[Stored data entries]

PR #691, opened 2025-01-16
687 populate grandpa and babe states from runtime

### LINKED ISSUE #687: Add functionality to populate grandpa and babe states from runtime.
There are 2 types of states:
- Ones that don't communicate with the runtime. (sync and block state)
- Ones that get populated via a runtime call and continue to get updates via consensus messages. (currently babe and grandpa and beefy in the future)

Currently they all share an interface, `ServiceState` that provide a class signature to initialize states. However an interface for the ones that need data from the runtime is missing. In order to properly populate data to the runtime states we should do the following:
1. Add a new interface that would be shared for states that need data from the runtime.
2. Add the functionality to call the runtime method that retrieves **GENESIS** grandpa authorities. (check `getBabeApiConfiguration`)
3. Find an appropriate place to invoke the new interface's method so that both babe and grandpa states get populated from the runtime. (take into account that grandpa method only returns genesis authorities).

hMitov:
# Description

feat: Add ServiceConsensusState interface with populateFromRuntime() method

- Introduced `ServiceConsensusState` interface to define the initializeFromRuntime() method for RoundState and EpochState as requiring runtime data.
- Implemented populateFromRuntime()
- Integrated these state initializations within FullSyncMachine to ensure proper synchronization during node startup.
Fixes #687


src/main/java/com/limechain/ServiceConsensusState.java
```diff
@@ -0,0 +1,14 @@
+package com.limechain;
+
+import com.limechain.runtime.Runtime;
+
+/**
+ * The {ServiceConsensusState} interface defines states that are initialized by runtime data and updated
+ * via consensus messages (e.g., BABE, GRANDPA, Beefy).
```
georg-getz: You can replace "The {ServiceConsensusState}" with "This". BEEFY should be capitalized. You have a coma before 'BABE'.

src/main/java/com/limechain/client/HostNode.java
```diff
@@ -46,6 +46,8 @@ protected void initializeStates() {
         // if: database has some persisted storage
         if (db.find(BlockStateHelper.headerHashKey(BigInteger.ZERO)).isPresent()) {
             states.forEach(ServiceState::initializeFromDatabase);
+            //TODO: should implement the method
+            //    consensusStates.forEach(ServiceState::initializeFromDatabase);
```
georg-getz: Is this blocked or?

hMitov: We arranged that it will not be part of this task, so i removed the comment from the code.

src/main/java/com/limechain/runtime/RuntimeBuilder.java
```diff
@@ -63,7 +63,7 @@ public Runtime copyRuntime(Runtime original) {
      * @param trieAccessor provides access to the trie storage for a given block
      * @return a ready to execute `Runtime` instance
      */
-    public Runtime buildRuntime(byte[] code, @Nullable TrieAccessor trieAccessor) {
+    private Runtime buildRuntime(byte[] code, @Nullable TrieAccessor trieAccessor) {
```
georg-getz, line 66: That `@Nullable` seems misleading. Is there really a case in which trieAccessor is null?

hMitov: Yes, there is. In WarpSyncState, we build runtime from WASM bytecode. The method, responsible for this, calls the upper method, mentioned in the comment, with null value for trieAccessor parameter.

src/main/java/com/limechain/runtime/RuntimeBuilder.java
```diff
@@ -88,4 +88,11 @@ public Runtime buildRuntime(byte[] code, @Nullable TrieAccessor trieAccessor) {
 
         return RuntimeFactory.buildRuntime(code, cfg);
     }
+
+    public Runtime buildRuntimeFromState(TrieAccessor trieAccessor) {
+        return trieAccessor
+                .findStorageValue(Nibbles.fromBytes(":code".getBytes()))
+                .map(wasm -> buildRuntime(wasm, trieAccessor))
+                .orElseThrow(() -> new RuntimeException("Runtime code not found in the trie"));
```
georg-getz, line 96: Change this to one of our custom exceptions or create 1 if there isn't a good match. We want to generally avoid using generic exceptions such as this one.

src/main/java/com/limechain/runtime/Runtime.java
```diff
@@ -58,4 +59,7 @@ public interface Runtime {
     void persistsChanges();
 
     void close();
+
+    List<Authority> getGrandpaApiGrandpaAuthorities();
```
Zurcusa, line 63: I know this is the name of the API method, but I'd go for something like `getGrandpaApiAuthorities` or `getGrandpaAuthorities`. Preferably the first one so it's similar to the babe API one.

src/main/java/com/limechain/runtime/RuntimeImpl.java
```diff
@@ -268,5 +275,11 @@ private byte[] callInner(RuntimeEndpoint function, RuntimePointerSize parameterP
     private Optional<byte[]> findStorageValue(Nibbles key) {
         return this.context.trieAccessor.findStorageValue(key);
     }
+
+    @Override
+    public List<Authority> getGrandpaApiGrandpaAuthorities() {
+        return ScaleUtils.Decode.decode(call(RuntimeEndpoint.GRANDPA_API_GRANDPA_AUTHORITIES), new ListReader<>(new AuthorityReader()));
```
Zurcusa, line 281: Split this into two lines as it is longer than the suggested by Intellij.

src/main/java/com/limechain/grandpa/state/RoundState.java
```diff
@@ -56,9 +58,10 @@ public class RoundState extends AbstractState {
     private Map<PubKey, SignedVote> pcEquivocations = new ConcurrentHashMap<>();
 
     @Override
-    public void initialize() {
-        initialized = true;
-        //TODO: Find a way to initiate a runtime instance during node startup to populate from genesis.
+    public void populateDataFromRuntime(Runtime runtime) {
+        this.authorities = runtime.getGrandpaApiGrandpaAuthorities();
+        this.setId = BigInteger.ZERO;
+        this.roundNumber = BigInteger.ZERO;
```
Zurcusa, line 64: As [per spec](https://spec.polkadot.network/sect-finality#algo-initiate-grandpa) the round at initialization should be 1.

src/main/java/com/limechain/sync/fullsync/FullSyncMachine.java
Zurcusa, line 1: This is not strictly related to this PR, but we need something like a base state to hold all the states. This way, we can have a centralized place to keep them and avoid injecting them as beans all over the place. The constructors are getting ridiculously large.

src/main/java/com/limechain/sync/fullsync/FullSyncMachine.java
```diff
@@ -67,6 +68,8 @@ public class FullSyncMachine {
     private final TrieStorage trieStorage = AppBean.getBean(TrieStorage.class);
     private final RuntimeBuilder runtimeBuilder = AppBean.getBean(RuntimeBuilder.class);
     private final EpochState epochState = AppBean.getBean(EpochState.class);
+    private final RoundState roundState = AppBean.getBean(RoundState.class);
+    private final GenesisBlockHash genesisBlockHash = AppBean.getBean(GenesisBlockHash.class);
```
Zurcusa, line 72: We don't need the `GenesisBlockHash` here. We have `SyncState` which holds the last finalized block number. We can compare it with 0 (genesis block number) and avoid this bean.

## What the task asks
Your response should contain each line of the entries above that holds the string "instance".

## Exercise response
      * @return a ready to execute `Runtime` instance
-        //TODO: Find a way to initiate a runtime instance during node startup to populate from genesis.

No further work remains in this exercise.